PR #13, opened 2017-01-28
Feature/shooter subsystem

Unagifan:
Shooter System for dual shooters. Created using shooters as independent objects.


Competition2017/src/competition/operator_interface/OperatorCommandMap.java
```diff
@@ -24,6 +30,18 @@ public void setupMyCommands(
     */
     
     @Inject
+    public void setupLauncherCommands(
+            OperatorInterface oi,
+            ShooterSubsystem shooterSubsystem,
+            XPropertyManager propertyManager
+            ) {
+        oi.leftButtons.getifAvailable(6).whenPressed(new IncreaseShooterPowerCommand(shooterSubsystem.getLeftShooter()));
```
WasabiFan: I believe these buttons are the same ones that other PRs are using.

Competition2017/src/competition/subsystems/fuel_launcher/FuelLauncherSubsystem.java
```diff
@@ -0,0 +1,185 @@
...
+    //private final XCANTalon slaveMotor;
+    
+    // output telemetry properties
+    private final DoubleProperty shooterCurrentSpeed;
+    private final DoubleProperty shooterTargetSpeed;
+    private final DoubleProperty shooterOutputPower;
+    private final DoubleProperty shooterTalonError;
+    private final BooleanProperty atSpeedProp;
+    
+    //private final DoubleProperty encoderCodesProperty;
```
WasabiFan: Remove commented-out code (everywhere)

Competition2017/src/competition/subsystems/fuel_launcher/FuelLauncherSubsystem.java
```diff
@@ -0,0 +1,185 @@
...
+        //encoderCodesProperty = propManager.createPersistentProperty("Launcher Encoder TPC", 4096);
+
+        p = propManager.createPersistentProperty("FuelLauncher wheel P", 0);
+        i = propManager.createPersistentProperty("FuelLauncher wheel I", 0);
+        d = propManager.createPersistentProperty("FuelLauncher wheel D", 0);
+        f = propManager.createPersistentProperty("FuelLauncher wheel F", 0);
+        
+        // Reading through the manual, it looks like only a few things support human units. It might be easier to just keep everything in native units per 100ms,
+        // which is what the Talon uses for all its calculations.
+        // I call this Ticks per Centisecond, or TPC
```
WasabiFan: Are these centiseconds or deciseconds?

Competition2017/src/competition/subsystems/fuel_launcher/FuelLauncherSubsystem.java
```diff
@@ -0,0 +1,185 @@
...
+        shooterSpeedThresh = propManager.createPersistentProperty("FuelLauncher nominal speed thresh (TPC)", 1);
```
WasabiFan: Spaces, first letter caps, others lower.

Competition2017/src/competition/subsystems/fuel_launcher/FuelLauncherSubsystem.java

Work order: Each line above with the word "createPersistentProperty" must be returned.

Problem solution:
+        //encoderCodesProperty = propManager.createPersistentProperty("Launcher Encoder TPC", 4096);
+        p = propManager.createPersistentProperty("FuelLauncher wheel P", 0);
+        i = propManager.createPersistentProperty("FuelLauncher wheel I", 0);
+        d = propManager.createPersistentProperty("FuelLauncher wheel D", 0);
+        f = propManager.createPersistentProperty("FuelLauncher wheel F", 0);
+        shooterSpeedThresh = propManager.createPersistentProperty("FuelLauncher nominal speed thresh (TPC)", 1);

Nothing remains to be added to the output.